Both men are serving prison sentences after reaching plea deals with prosecutors.

Goldberg, in filing his expense request Wednesday, wrote that accomplishments in the past year included an auction to sell the Jay Peak property and its assets last month. Pacific Group Resorts Inc., based in Park City, Utah, prevailed in the auction with a bid of $76 million. 

The closing on the sale is expected later this year.

Goldberg’s fee request spans from Aug. 1, 2021, to July 31 of this year, according to the filing in federal court in Florida. That’s where federal regulators brought the federal lawsuit against Quiros, a Miami businessman, more than three years ago.

In the filing, Goldberg wrote that he and his firm, Akerman LLP of Fort Lauderdale, Florida, and the other professionals working with him, had reduced their standard rates.

“Instead of their standard billing rates, which range from $160.00 to $910.00, the Receiver is billed at $395.00, partners (in the firm) are billed at $500.00 to $700.00,” he wrote in the filing. 

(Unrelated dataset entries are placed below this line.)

Issue #6939, opened 2026-09-06
The first OCaml golden fixture exposed four ungraded extraction gaps: functors invisible, no class vocabulary, dead module CONTAINS, wrong module spans


cajasmota:
The first OCaml golden fixture landed in #6938 (`internal/quality/golden/ocaml-objects-mini`). Building it surfaced four extraction gaps that were previously ungraded and unrecorded. They are filed rather than fixed because #6812's owner decision forbids adding regex to `internal/extractors/ocaml`, and each of these is either fixed for free by the grammar wiring or is a deliberate scope call for it.

All four are present in the fixture source and **deliberately not asserted** there, with the reason written into `expected.json`'s description, so nobody reads their absence from the golden set as approval.

## 1. A functor declaration is not extracted at all

`internal/extractors/ocaml/extractor.go:48`:

```go
moduleRE = regexp.MustCompile(
    `(?m)^module(?:\s+type)?\s+([A-Z][a-zA-Z0-9_']*)\s*(?:=|:)`,
)
```

The name must be followed by `=` or `:` after optional whitespace. A functor's parameter list intervenes:

```ocaml
module Make (C : Comparable) = struct
  type item = C.t
  let sort_items xs = List.sort C.compare xs
end
```

`Make` produces **no entity**. Verified against the fixture: `containers.ml` yields `Comparable`, `Base` and `Extended` and not `Make`. Functors are not a corner of OCaml — they are how the language does what other languages do with generics — so this is a population question, not a curiosity, and it should be sized against a real corpus before anyone decides it is small.

## 2. No class construct produces any entity

There is no `classRE`. `class`, `class virtual`, `class type`, `method`, `val` and `inherit` are all invisible to entity extraction. In the fixture that means `shape`, `circle`, `square`, `tagged_circle`, `printer`, `verbose_printer` and `stream_writer` do not exist in the graph.

The consequence worth recording, because it is the thing #6812 turns on: the **parent name in an `inherit` clause does survive**, but only when the clause sits inside a `let` body, and only as a `CALLS` edge from the enclosing function — `make_logger --[CALLS]--> stream_writer` in the fixture. An `inherit` at a top-level `class` declaration is dropped entirely, because nothing scans there. So the regex path's `inherit` recall is not zero and is not one; it is "whatever happens to sit inside a scanned body". #6938 pins the surviving case so a grammar swap cannot silently drop it.

## 3. Module `CONTAINS` is empty for idiomatic code

[...]

PR #6944, opened 2026-09-06
fix(#6812): OCaml's vendored tree-sitter grammar was compiled in and never asked for — wiring it takes `inherit` attribution from 48.3% precision to 100%

### LINKED ISSUE #6812: DECIDED + MEASURED: wire OCaml's vendored tree-sitter grammar — the regex depth walker gets 230 of 408 inherit attributions WRONG (precision 48.3%); fixture and evidence shipped, the wiring is what remains

cajasmota:
Arm 2 of #6812 — the migration itself, now that arm 1 (`2de485618`, #6938) has measured what it replaces. Per the owner's decision on the issue: wire the grammar, add **no more regex** to `internal/extractors/ocaml`.

`extractModuleBody`'s hand-rolled depth walker is deleted from production and block spans come from `tsocaml.Language()` — the grammar registered at `internal/treesitter/adapters.go:69`, imported at `:22`, compiled in, and until now never asked for.

## Before / after, measured in one run

`github.com/ocaml/ocaml@70165ff23e` — 2420 files, the 68 containing a real `inherit` token, 633 reference-matched `object … end` blocks. Both producers scored over the same files, the same blocks and the same reference:

| | retired regex depth walker | CST-backed `extractModuleBody` |
|---|---|---|
| block end wrong | **479/633 (75.7%)** | **37/633 (5.8%)** |
| …of those, in files the grammar parses cleanly | 336 | **0** |
| `inherit` recall | 197/216 (91.2%), 19 missed | **216/216 (100%), 0 missed** |
| `inherit` precision | 197/408 (48.3%), 211 spurious | **216/216 (100%), 0 spurious** |
| attributions wrong | **230 of 408** | **0 of 216** |

> **Read the 100%/100% with this caveat, not without it** (it is the first thing anyone quoting this table needs, so it sits on the table rather than three paragraphs below): the reference matcher is **no longer an independent oracle for the grammar**, and the arithmetic bounds exactly how far that goes. Arm 1 established `refMatchEnd` ≡ the vendored grammar over **595** blocks (595/595). This measurement's population is **633**. So **38 blocks were never inside the established equivalence — and the residual disagreements number 37.** Essentially every disagreement sits outside the range where the two are known to coincide; over the ~595 where they do coincide, agreement is *definitional modulo the wiring*. What these figures genuinely grade is therefore the **wiring layer** — opener node types, same-parent `end` pairing, MISSING rejection, the binary search, the memo — which is where this arm could have been wrong, and none of which is in the grammar. They are a strong result about that layer; they are **not** 633 independent confirmations of the grammar. (Also in the corpus test's own doc comment, so it does not live only here.)

The legacy column reproduces arm 1 byte-for-byte on the same clone, which is the evidence that the harness was not quietly re-specified to make the new number look good.

**Every one of the 37 residual disagreements is in `testsuite/tests/generated-parse-errors/errors.ml`** — the corpus's one deliberately-malformed generated file. That is asserted rather than observed: the corpus test classifies each file by whether the *grammar* reports an ERROR node (never by filename) and requires **exactly zero** disagreements outside them, plus a vacuity guard that fails if no file in the corpus needed recovery. A threshold was rejected — it would let a real regression on valid source hide under a budget the malformed file already fills.

## Why the grammar was registered and never used

The issue asked for this before any of it was written, and *"nobody got round to it"* is a hypothesis. Checked: nothing was in the way. No adapter mismatch, no version pin blocking it, no build-tag path — `internal/treesitter/ts/grammars/ocaml`'s ABI smoke test has been parsing OCaml on every CI run the whole time, and `migratedLanguages` has routed `.ml` through it for the dispatcher's own parse. The extractor simply predates the grammar's arrival and nothing forced the two together. Its package comment still asserted *"No tree-sitter grammar for OCaml is bundled in smacker/go-tree-sitter"* — a premise that had been false since the grammar landed, and which is corrected in this diff.

## What the CST buys, defect by defect

Arm 1 named four independent causes. Three are free here because the grammar tokenises:

- **slice-relative `\b`** — `openKW`/`closeKW` were re-run on `rest[i:]` and tested for `om[0] == 0`, and at offset 0 of a slice start-of-string satisfies `\b`; `append`, `send`, `backend`, `legend`, `myobject` all read as closing keywords. Now `append` is a `method_name`.
- **non-nesting comment skipping** — `(* (* q *) end *)` is one `comment` node.
- **`{|…|}` quoted strings** — a `quoted_string` node with a `quoted_string_content` child.

The fourth, *the scan never terminating on a balanced block*, does not arise at all: a block's extent is a node span, not a counter's output.

## Scope — what was deliberately not done

- **No `EXTENDS`/`IMPLEMENTS`.** That is #6370's OCaml arm, which this unblocks. Hierarchy stays ungraded in the fixture, exactly as arm 1 left it.
- **#6939's four gaps are not fixed.** One falls out for free and is named rather than hunted: *every module in a file reporting the same end line* is now correct, because module `EndLine` derives from this span. The other three are untouched — functors are still invisible (`moduleRE` needs `=`/`:` immediately after the name), there is still no class vocabulary, and module `CONTAINS` is still dead (`letRE` is column-0-anchored, so an indented `let` inside a correct body still matches nothing).
- **Nothing else moved.** The wiring forced no rewrite: `extractLetBody`, `collectCalls`, `stripStringsAndComments`, the import/module/type/let discovery regexes and `depth.go` are untouched. `extractModuleBody` keeps its exact signature so the harness drives the new code through the same entry point with the same arguments.

## The parity choice, stated because it is a choice

`blockIndex` answers the same question the walker answered, including its unbounded one: *the first block opener at or after `from`*. It does not bound how far ahead that opener may be, so `module Foo = Bar` — an alias with no block of its own — still adopts the next block in the file. That mis-span is pre-existing, it is one of #6939's four, and bounding it here would have made the before/after figures incomparable. Named in `blocks.go` rather than left to be rediscovered.

## ERROR nodes — the decision, and it is graded

tree-sitter does not refuse malformed OCaml; it recovers, with ERROR subtrees and zero-width MISSING tokens. So the grammar *will* hand back an answer for an unclosed block and the question is what to do with it.

**Decision:** an opener whose `end` is absent or zero-width is reported as unclosed, and `extractModuleBody` hands back to the indentation heuristic — the same fallback the old code already used, and in fact the one it used for the *majority* of real blocks, since the non-terminating scan meant it almost never found a closer. It does **not** adopt a later block's `end` (a fabricated span) and it does **not** silently return nothing, which the brief explicitly rejected.

Graded by `TestBlockIndex_MalformedInput_FallsBack` (unclosed opener → declines, falls back, body stops at the next column-0 `let` and does not swallow the next block's `inherit`) and `TestBlockIndex_UnparseableInput_FallsBack` (an index with `parsed=false` declines; positive control that the *same* index answers once `parsed` is set, so the refusal is the guard firing and not the lookup missing).

Worth recording, because it shaped the design: **`hasError` is not a usable proxy for "this block is unclosed"**. Four candidate malformed inputs were tried before one produced an ERROR node — `let a = object end while ;;`, an unclosed `object`, an unclosed `struct`, and one of `errors.ml`'s own lines were all parsed *cleanly* into plausible trees with MISSING tokens. That is why the index declines on a zero-width `end` rather than trusting a file-level flag. `hasError` exists only so the corpus measurement can separate "this file is malformed" from "this span is wrong"; it is graded in both directions by `TestBlockIndex_HasErrorTracksRecovery`, since a `hasError` stuck true would make the corpus's zero-disagreement assertion vacuous.

## What happened to the harness, and to its reference matcher

This is the part the brief asked to be decided deliberately rather than allowed to become a tautology.

**The retired walker is preserved verbatim** as test-only `legacyDepthWalkerBody`. Without it every figure in #6812 becomes a claim in a PR body that nothing in the repo can reproduce. With it, the enumeration and the corpus measurement grade **two producers against one reference in a single run**, so "the CST implementation is better" is a measurement taken here, not a before/after taken across two checkouts.

**The reference matcher stays, and its role changed — say so, do not let an agreement read as a confirmation.** Arm 1's reviewer cross-checked `refMatchEnd` against this repo's own vendored grammar over these same files: 595 compared, 595 agree. So "the CST-backed producer agrees with `refMatchEnd`" is *not* the independent confirmation it was when the producer was a regex walker, and the corpus test now says that in full, in the test's own doc comment.

**The arithmetic that bounds it**, added at the reviewer's suggestion because it is more defensible than either "the reference is independent" or "the reference is no longer independent": arm 1's equivalence covered 595 blocks, arm 2's population is 633, so 38 blocks were never inside it — and there are 37 residual disagreements. That says exactly *where* the independence ran out.

It is not vacuous either, and the distinction is the code in between. `refMatchEnd` is hand-written and shares no line with `blocks.go`. What it still grades is everything the wiring added *on top of* the grammar: which node types count as openers, pairing an opener with the `end` of the **same parent node**, rejecting zero-width MISSING closers, the binary search for "first opener at or after `from`", and the per-source memo handing back the right file's index. Every one of those is a place this arm could have been wrong and none of them is in the grammar. What the reference can no longer do is *arbitrate* a disagreement — if the two differ, this test says so but cannot say which is right.

## The always-on enumeration: re-derived, not deleted

`TestDepthWalker_ObjectBlockEnd_EnumeratedSpace` now runs both producers over the same 32 inputs:

- **legacy: unchanged at the recorded 18/32.** Arm 1's finding is still reproducible in-repo.
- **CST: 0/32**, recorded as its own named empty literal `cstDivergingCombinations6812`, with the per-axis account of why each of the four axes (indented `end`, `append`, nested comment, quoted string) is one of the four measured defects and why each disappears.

“During the Application Period,” Goldberg added, "the Receiver and Akerman billed 2,198.50 hours and seek payment of fees in the sum of $859,709.50 and reimbursement of expenses in the sum of $9,818.77, for a total of $869,528.27.”

Judge Darrin P. Gayles, who has presided over the receivership since it began in April 2016, will decide whether to approve the request. Money to pay the bills would come from available cash in the receivership estate, the filing stated.